A 100-g toy car is propelled by a compressed spring that starts it
moving. The car follows the curved track Show that the final speed of the toy car is 0.687 m/s if its initial speed is 2.00 m/s and it coasts up the frictionless slope, gaining 0.180 m in altitude
use conservation of Mechanical energy formula.
change in ME=0
change in Ek+change in PE=0
1/2mvf^2+mghf=1/2mvi^2 +mghi
1/2(0.100)(0.687)^2+(0.100)(9.81)(0.180)=1/2(0.100)(2.00)^2+(0.100)(9.81)(0)
0.20=0.20
To find the final speed of the toy car, we can use the principle of conservation of mechanical energy. The total mechanical energy of the car remains constant throughout its motion.
The total mechanical energy can be calculated as the sum of the kinetic energy (KE) and potential energy (PE).

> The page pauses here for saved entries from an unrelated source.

PR #234, opened 2023-01-25
Added custom labels option for cloud log entries

v-pratap:
Added a custom label option in cloudprober's logger.go file for having custom labels in cloud logger entries. Currently we are logging all error message and details in cloud logger and these logs are needed for better debugging experience. And there is no way to get any particular log, so, a probe_id is generated and we need this probe_id in the labels of log entry, so, that we can search any particular log. 

Screenshot of cloud logger after using label option is attached.
cloud logger label

### DIFF
--- a/logger/logger.go
+++ b/logger/logger.go
@@ -150,15 +150,14 @@ func NewCloudproberLog(component string) (*Logger, error) {
 func New(ctx context.Context, logName string, opts ...Option) (*Logger, error) {
 	l := &Logger{
 		name:                logName,
+		labels:              make(map[string]string),
 		debugLog:            enableDebugLog(*debugLog, *debugLogList, logName),
 		disableCloudLogging: *disableCloudLogging,
 	}
 	for _, opt := range opts {
 		opt(l)
 	}
-	if l.labels == nil {
-		l.labels = make(map[string]string)
-	}
+
 	if !metadata.OnGCE() || l.disableCloudLogging {
 		return l, nil
 	}
@@ -170,7 +169,8 @@ func New(ctx context.Context, logName string, opts ...Option) (*Logger, error) {
 	return l, nil
 }
 
-// WithLabels function can be used to set any parameter in Logger struct.
+// WithLabels option can be used to add a set of labels to all logs, e.g.
+// logger.New(ctx, logName, logger.WithLabels(myLabels))
 func WithLabels(labels map[string]string) Option {
 	return func(l *Logger) {
 		l.labels = labels
--- a/logger/logger.go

In this case, we can consider the initial speed of 2.00 m/s as the kinetic energy and the gain in altitude of 0.180 m as the potential energy.
Given:
Initial speed (kinetic energy) = 2.00 m/s
Gain in altitude (potential energy) = 0.180 m
Step 1: Calculate the initial total mechanical energy (E_initial):
E_initial = KE_initial + PE_initial
E_initial = (1/2)mv^2 + mgh
where m is the mass of the toy car, v is the initial speed, g is the acceleration due to gravity, and h is the gain in altitude.
Since the toy car is moving up a slope, we need to consider the change in height as positive, so h = +0.180 m.
Assuming the mass of the car is 100 g (0.100 kg):
E_initial = (1/2)(0.100 kg)(2.00 m/s)^2 + (0.100 kg)(9.81 m/s^2)(+0.180 m)
Step 2: Calculate the final total mechanical energy (E_final):
Since there is no friction, the final speed of the toy car will be due to the conversion of potential energy to kinetic energy, so the gain in altitude becomes negative:
h = -0.180 m
E_final = KE_final + PE_final
E_final = (1/2)mv^2 + mgh
Since the final speed is given as 0.687 m/s, we can substitute this value for v:
E_final = (1/2)(0.100 kg)(0.687 m/s)^2 + (0.100 kg)(9.81 m/s^2)(-0.180 m)
Step 3: Calculate the final speed (v_final):
E_initial = E_final (due to the conservation of mechanical energy)
Solve the equation for v_final.
(1/2)(0.100 kg)(2.00 m/s)^2 + (0.100 kg)(9.81 m/s^2)(+0.180 m) = (1/2)(0.100 kg)(0.687 m/s)^2 + (0.100 kg)(9.81 m/s^2)(-0.180 m)
Now, rearrange and solve for v_final:
(1/2)(0.100 kg)(0.687 m/s)^2 = (1/2)(0.100 kg)(2.00 m/s)^2 + (0.100 kg)(9.81 m/s^2)(+0.180 m) - (0.100 kg)(9.81 m/s^2)(-0.180 m)
Simplify the equation and solve for v_final.
By following these steps, you will be able to calculate the final speed of the toy car.
dfd
hsd
vf^2=vi^2 + 2gd
g=-9.8m/s^2, d=.180 m, vi given. mass is not needed.